- North American Nintendo 64 cover art
- Developer: Player 1
- Publisher: Titus Interactive
- Platforms: Nintendo 64, Game Boy Color
- Release: Nintendo 64NA: August 18, 2000; UK: October 6, 2000; Game Boy ColorEU: September 14, 2001;
- Genre: Action-adventure
- Mode: Single-player

= Hercules: The Legendary Journeys (video game) =

2001 video game

Hercules: The Legendary Journeys is a 2000 action-adventure game based on the television series of the same name, released by Titus Interactive for the Nintendo 64 and Game Boy Color. The player controls Hercules and his friends, Iolaus and Serena, on a quest to free Zeus from the forces of Ares and Hera.
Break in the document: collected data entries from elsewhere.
PR #903, opened 2017-12-12
`TimedArray`s that support a temporal offset

DylanMuir:
Added an argument to `TimedArray`, such that an array of values can be shifted in time to begin at a fixed temporal offset. When continuing a simulation from t > 0, one would like to provide a new input signal as a `TimedArray`. Without the temporal offset, the `TimedArray` needs to be padded out to the current simulation time.

### DIFF
--- a/brian2/input/timedarray.py
+++ b/brian2/input/timedarray.py
@@ -33,7 +33,7 @@ def _find_K(group_dt, dt):
 
 class TimedArray(Function, Nameable):
     '''
-    TimedArray(values, dt, name=None)
+    TimedArray(values, dt, name=None, tOffset=0*second)
 
     A function of time built from an array of values. The returned object can
     be used as a function, including in model equations etc. The resulting
@@ -51,6 +51,9 @@ class TimedArray(Function, Nameable):
     name : str, optional
         A unique name for this object, see `Nameable` for details. Defaults
         to ``'_timedarray*'``.
+    tOffset : float, optional
+        A temporal offset at which the data in the TimedArray should begin. Prior to
+        t = tOffset, the first element of the array will be used
 
     Notes
     -----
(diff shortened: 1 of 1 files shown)


mstimberg:
Thanks for the pull request! I did not look at it in detail yet, but let's first make sure that I understand what problem it is solving given that in Brian 2 a `TimedArray` is used as a function of time. With the standard `TimedArray`, you can shift things around in time like this:
```Python
ta = TimedArray(...)
offset = 100*ms
neurons = NeuronGroup(..., '''... ta(t - offset)...''')
```
What kind of model do you have in mind where this would not be enough?

DylanMuir:
Hi @mstimberg, that's true you could modify the equations in that way.

When generating inputs to the network, it would be nice to provide an input displaced in time without having to modify the network namespace. Or if two inputs were provided with different temporal offsets, etc... It's nice to decouple the input signals from the network equations.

The gameplay differs depending on the version played; the N64 version is a 3D game with elements of platforming and role playing games while the Game Boy Color version is a side-scrolling adventure game with shifting view perspectives.

The Nintendo 64 version has received mixed to positive reviews, with it being praised for its variety in content, but criticized for feeling too similar to The Legend of Zelda: Ocarina of Time. Meanwhile, the Game Boy Color version has received mixed to negative reviews with it being criticized for its gameplay and challenges, along with conflicting reactions for the game's blend of formulas.

==Gameplay==

A screenshot of Hercules: The Legendary Journeys (Nintendo 64) depicting Hercules attacking an enemy in a 3D space.

The player controls Hercules and his friends, Iolaus and Serena, to free Zeus against the forces of Ares and Hera and their minions. The Nintendo 64 version of Hercules integrates elements of platform, role-playing and adventure games. Players control characters to complete combat, quests and puzzles, with each having unique abilities, such as Hercules' ability to throw items, Iolaus' ability to reach otherwise inaccessible places, and Serena's ability to use ranged weaponry. Combat is straightforward and uses direct attacks against player and enemy "life energy", as well as a "magic menu" to cast magical powers. The game features twelve locations and five arenas.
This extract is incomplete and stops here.